By John Marshall
AP Sports Writer
Matt Emmons sat in a beer garden near the shooting range trying to wash away one of the biggest gaffes in Olympic history when he felt a tap on the shoulder.
Looking up, he saw Czech shooter Katerina Kurkova and her father, there to offer condolences and express admiration for how he handled himself after failing on sport’s biggest stage. They gave him a four-leaf clover keychain, wished him luck in the future and walked away.
The pair ran into each other a few more times over the next year or so, their interactions expanding, the relationship growing. They decided to start dating. Three years later, they married.
From darkness, Emmons had found a light.
“Had I not made that mistake, maybe I retire from shooting, maybe I don’t marry Katy,” Emmons said. “I wouldn’t change a thing.”
Emmons started his career with a gold medal in prone rifle as a 23-year-old at the 2004 Athens Olympics, doing it with a borrowed rifle after his was sabotaged. He picked up medals at the next two Olympics and is one of the favorites in 50-meter three-position at the Rio Games next month after setting a world record in three-position rifle this year.
Emmons also has a pair of Olympic-sized gaffes on his resume.
The first came at Athens, where Emmons needed only a mediocre score on his final shot in three-position to earn his second gold of the games.
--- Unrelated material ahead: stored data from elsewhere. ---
PR #1937, opened 2022-09-18
Improve Project Files

mattico:
### Checklist

- As a follow-up to #1930, adds Directory.Build.props to Solution Items folders
- Add EnableWindowsTargeting to enable building .NET Framework libs from Linux and Mac
- Factor out common project properties to Directory.Build.props now that we have one of those
- A drive-by fix to some SkiaSharp deprecated functions
- Update supported TargetFrameworks to remove EoL versions and default to .NET 6.0 where possible.

@oxyplot/admins


VisualMelon:
This looks great, thanks for putting this together. I'll try to find time to look it over properly tomorrow.

Source/Directory.Build.targets
```diff
@@ -0,0 +1,10 @@
+<Project>
+  <ItemGroup Condition="$(GeneratePackageOnBuild)">
+    <None Include="$(SolutionDir)..\Icons\OxyPlot_128.png" Pack="true" PackagePath="\" />
+  </ItemGroup>
+  <PropertyGroup Condition="$(GeneratePackageOnBuild)">
+    <PackageLicenseExpression>MIT</PackageLicenseExpression>
+    <PackageProjectUrl>https://oxyplot.github.io/</PackageProjectUrl>
+    <PackageIcon>OxyPlot_128.png</PackageIcon>
+  </PropertyGroup>
+</Project>
```
mattico: The `Build.targets` file is executed towards the end of the build process, so we can depend on variables set in the individual projects. In here we have common properties for our published packages.

mattico:
@VisualMelon no rush! Thanks for taking a look.

VisualMelon:
I think we should include a comment somewhere prominent that we now require .NET 5 or .NET 6 to build the libraries, though they still target .NET Core 3.1 and need it for testing: that could create some real confusion for people trying to get it up and running the first time. To keep thing simple, may make sense to add net6.0 targets to everything now as @HavenDV suggested (not necessarily in this PR) so that basic dev tasks can all be performed with .NET 6.

VisualMelon (approved):

Jonarw (approved):
We should consider upgrading things like example browser to .NET 6 anyway, as .NET 3.1 runs out of support at the end of this year anyway (if I remember correctly). But this does not need to be part of this PR.

Source/Directory.Build.props
```diff
@@ -4,4 +4,10 @@
     <PackageReference Include="DotNet.ReproducibleBuilds" Version="1.1.1" PrivateAssets="All"/>
     <PackageReference Include="Microsoft.NETFramework.ReferenceAssemblies" Version="1.0.3" PrivateAssets="All" />
```
mattico: @Jonarw from what I understand the ReferenceAssemblies included in this NuGet package mean that we don't need to have any targeting packs installed.

VisualMelon: Certainly seems we don't need them to build the assemblies, but I think we do need to keep the example and tests projects current as they determine the runtime actually used by devs and the CI (and for the framework runtimes you need a targeting pack, I think)

Jonarw: Hmm, that didn't seem to be enough in my case. I was unable to build before installing the targeting pack manually. Of course now that I have installed it I can't reproduce the issue anymore.
In any case, I think upgrading to .NET 4.6.2 makes sense anyway, as the older versions have been out of support since April 2022.

mattico:
Okay, I updated all the targetframeworks so we're only shipping for supported targets: .NET Framework 4.6.2, .NET Standard 2.0, and .NET 6.0. I had to fix a few nullable warnings to work on .NET 6.0.

While running the tests I changed some of the tests to use `TestCaseSource` so the cases can run in parallel and so you can see which test cases are failing and debug them individually.

Source/OxyPlot.Wpf.Tests/ExampleLibraryTests.cs
```diff
@@ -9,68 +9,58 @@
...
+        const string DestinationDirectory = "ExampleLibrary.Actual";
+        const string BaselineDirectory = "ExampleLibrary.Baseline";
+        const string DiffDirectory = "ExampleLibrary.Diff";
+
+        [OneTimeSetUp]
+        public void Init()
+        {
+            Directory.CreateDirectory(BaselineDirectory);
+            Directory.CreateDirectory(DestinationDirectory);
+            Directory.CreateDirectory(DiffDirectory);
```
mattico, line 30: Aside: should this delete the existing dirs? Some of the examples use random data so they error if you run the tests multiple times without clearing out the baseline dir. Could also seed the rng in tests but that's not exposed from the examples currently.

Jonarw:
Hi @mattico!
First of all, sorry that this PR has been open for so long. We would like to get this merged finally! Would you be interested in rebasing / sorting out the merge conflicts that have accumulated? Alternatively, would it be alright with you if I took care of that?
Thanks for this contribution in any case!

mattico:
@Jonarw no worries!

Rebased. The merge conflicts were only from the changelog. Feel free to update the PR in the future if necessary.

Source/Examples/ExampleLibrary/ExampleLibrary.csproj
```diff
@@ -1,27 +1,18 @@
 ﻿<Project Sdk="Microsoft.NET.Sdk">
-
   <PropertyGroup>
     <TargetFrameworks>netstandard1.0;netstandard2.0;net462</TargetFrameworks>
+    <TargetFrameworks>netstandard2.0;net462;net6.0;net6.0-windows</TargetFrameworks>
+    <TargetFrameworks>net462;net6.0;net6.0-windows</TargetFrameworks>
```
VisualMelon: Extra line

Source/Examples/PerformanceTest/PerformanceTest.csproj
```diff
@@ -1,6 +1,8 @@
 ﻿<Project Sdk="Microsoft.NET.Sdk">
     <PropertyGroup>
         <TargetFramework>net462</TargetFramework>
+        <TargetFrameworks>net6.0-windows</TargetFrameworks>
```
VisualMelon: Extra line

Source/OxyPlot.ImageSharp/OxyPlot.ImageSharp.csproj
```diff
@@ -22,6 +16,9 @@
     <ItemGroup>
         <PackageReference Include="SixLabors.ImageSharp" Version="2.1.3" />
         <PackageReference Include="SixLabors.ImageSharp.Drawing" Version="1.0.0-beta15" />
+        <PackageReference Include="SixLabors.ImageSharp" Version="1.0.0-beta0007" />
+        <PackageReference Include="SixLabors.ImageSharp.Drawing" Version="1.0.0-beta0007" />
+        <PackageReference Include="SixLabors.Shapes.Text" Version="1.0.0-beta0009" />
```
VisualMelon: Not sure where these came from ;)

Source/OxyPlot.Pdf.Tests/OxyPlot.Pdf.Tests.csproj
```diff
@@ -1,19 +1,18 @@
...
     <PropertyGroup>
-        <TargetFramework>net462</TargetFramework>
+        <TargetFrameworks>net462</TargetFrameworks>
         <AutoGenerateBindingRedirects>true</AutoGenerateBindingRedirects>
         <Description>OxyPlot Pdf unit tests</Description>
-        <PackageLicenseExpression>MIT</PackageLicenseExpression>
-        <Copyright>OxyPlot contributors</Copyright>
         <TreatWarningsAsErrors>true</TreatWarningsAsErrors>
-        <NoWarn>CS0618</NoWarn>
+        <NoWarn>CS0618,NU1701</NoWarn>
```
VisualMelon: OK for now I think; we should investigate PDF Sharp again: looks like a net6.0 package was released 3 month ago.

Source/OxyPlot.Pdf/OxyPlot.Pdf.csproj
```diff
@@ -1,24 +1,18 @@
 ﻿<Project Sdk="Microsoft.NET.Sdk">
   <PropertyGroup>
     <TargetFramework>net462</TargetFramework>
+    <TargetFrameworks>net462;net6.0-windows</TargetFrameworks>
+    <TargetFrameworks>net462</TargetFrameworks>
```
VisualMelon, line 3: Extra lines

Source/OxyPlot.SkiaSharp.Wpf/OxyPlot.SkiaSharp.Wpf.csproj
```diff
@@ -1,17 +1,12 @@
-﻿<Project Sdk="Microsoft.NET.Sdk.WindowsDesktop">
+﻿<Project Sdk="Microsoft.NET.Sdk">
   <PropertyGroup>
     <TargetFrameworks>net462;netcoreapp3.1</TargetFrameworks>
```
VisualMelon: Extra line

Source/OxyPlot.SkiaSharp/OxyPlot.SkiaSharp.csproj
```diff
@@ -4,14 +4,12 @@
     <TargetFrameworks>net462;netstandard1.3;netstandard2.0</TargetFrameworks>
     <GeneratePackageOnBuild>true</GeneratePackageOnBuild>
     <Copyright>Copyright (c) 2020 OxyPlot contributors</Copyright>
+    <TargetFrameworks>net452;netstandard1.3;netstandard2.0</TargetFrameworks>
+    <TargetFrameworks>net462;netstandard2.0</TargetFrameworks>
```
VisualMelon, line 6: Extra line; would be nice to keep 1.3 if possible I can't remember the situation with Skia

Source/OxyPlot.WindowsForms/OxyPlot.WindowsForms.csproj
```diff
@@ -1,27 +1,19 @@
-﻿<Project Sdk="Microsoft.NET.Sdk.WindowsDesktop">
+﻿<Project Sdk="Microsoft.NET.Sdk">
     <PropertyGroup>
         <TargetFrameworks>net462;netcoreapp3.1</TargetFrameworks>
```
VisualMelon: Extra line

Source/OxyPlot.Wpf/OxyPlot.Wpf.csproj
```diff
@@ -1,26 +1,18 @@
-﻿<Project Sdk="Microsoft.NET.Sdk.WindowsDesktop">
+﻿<Project Sdk="Microsoft.NET.Sdk">
   <PropertyGroup>
     <TargetFrameworks>net462;netcoreapp3.1</TargetFrameworks>
```
VisualMelon: Extra line

Source/OxyPlot/Imaging/Png/PngDecoder.cs
```diff
@@ -11,6 +11,9 @@ namespace OxyPlot
 {
     using System;
     using System.IO;
+#if NET
```
VisualMelon, line 14: (means net core or net5.0 or greater)

Source/OxyPlot/OxyPlot.csproj
```diff
@@ -1,26 +1,18 @@
 ﻿<Project Sdk="Microsoft.NET.Sdk">
     <PropertyGroup>
         <TargetFrameworks>netstandard1.0;netstandard2.0;net462</TargetFrameworks>
+        <TargetFrameworks>netstandard2.0;net462;net6.0</TargetFrameworks>
```
VisualMelon: Can we keep netstandard1.0?

VisualMelon (changes requested):
Looks like the target framework lines may have gone wrong in the rebase

(Thanks for coming back to this!)

Source/Examples/ExampleLibrary/ExampleLibrary.csproj
mattico: Okay wow, the Git diff algorithm was not helpful this time.

Source/OxyPlot/OxyPlot.csproj
mattico: The motivation to remove it was that every platform which supports 1.0 but not 2.0 is long EOL, and the .NET Standard 1.0 is distributed as a granular set of packages so it makes package restores take a lot longer.

I don't particularly care.

VisualMelon: You've convinced me.

Source/OxyPlot.SkiaSharp/OxyPlot.SkiaSharp.csproj
VisualMelon: Same deal as 1.0 so happy to lose it

Source/Examples/ExampleLibrary/ExampleLibrary.csproj
VisualMelon: I suspect it's because I changed most of these for the 2.1.2 release

Source/OxyPlot.Wpf.Tests/ExampleLibraryTests.cs
VisualMelon: Baseline should be left alone; the others could be deleted, but it's not a problem I don't think.

Source/OxyPlot.Wpf/XpsExporter.cs
```diff
@@ -9,7 +9,6 @@
 
 namespace OxyPlot.Wpf
 {
-#if !NETFRAMEWORK
```
mattico, line 12: cc @VisualMelon

I may be missing some context but this appears to work by fixing the condition in the csproj.

VisualMelon: I think we can scrub the condition in the csproj, but need to keep this, but I'm not familiar with this stuff.

From what I can gather from mindless googling is that the references were necessary in netcore2.0, but aren't now.

Source/Examples/ExampleLibrary/ExampleLibrary.csproj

Instead, he shot at the target next to him — called cross firing — and received no score at all, dropping him from gold to eighth in an instant.
That led to meeting his future wife, but misfortune struck again at the 2008 Beijing Olympics, in the same event, no less.
Emmons had another large lead heading into his final shot, mediocrity again enough for gold. This time, he accidentally hit the trigger as he lowered the gun sight toward the bulls-eye and missed his mark, a mishap that dropped him to fourth.
As he had in Athens, the affable Emmons handled disappointment well, focusing not on the letdown, but on the family’s three-medal haul; he won silver in prone, Katy gold in 10-meter air rifle and silver in three-position.
Though he would occasionally get irritated after hearing crude remarks about his failures while at shooting events, Emmons never really thought about the two blunders others tried to define him by.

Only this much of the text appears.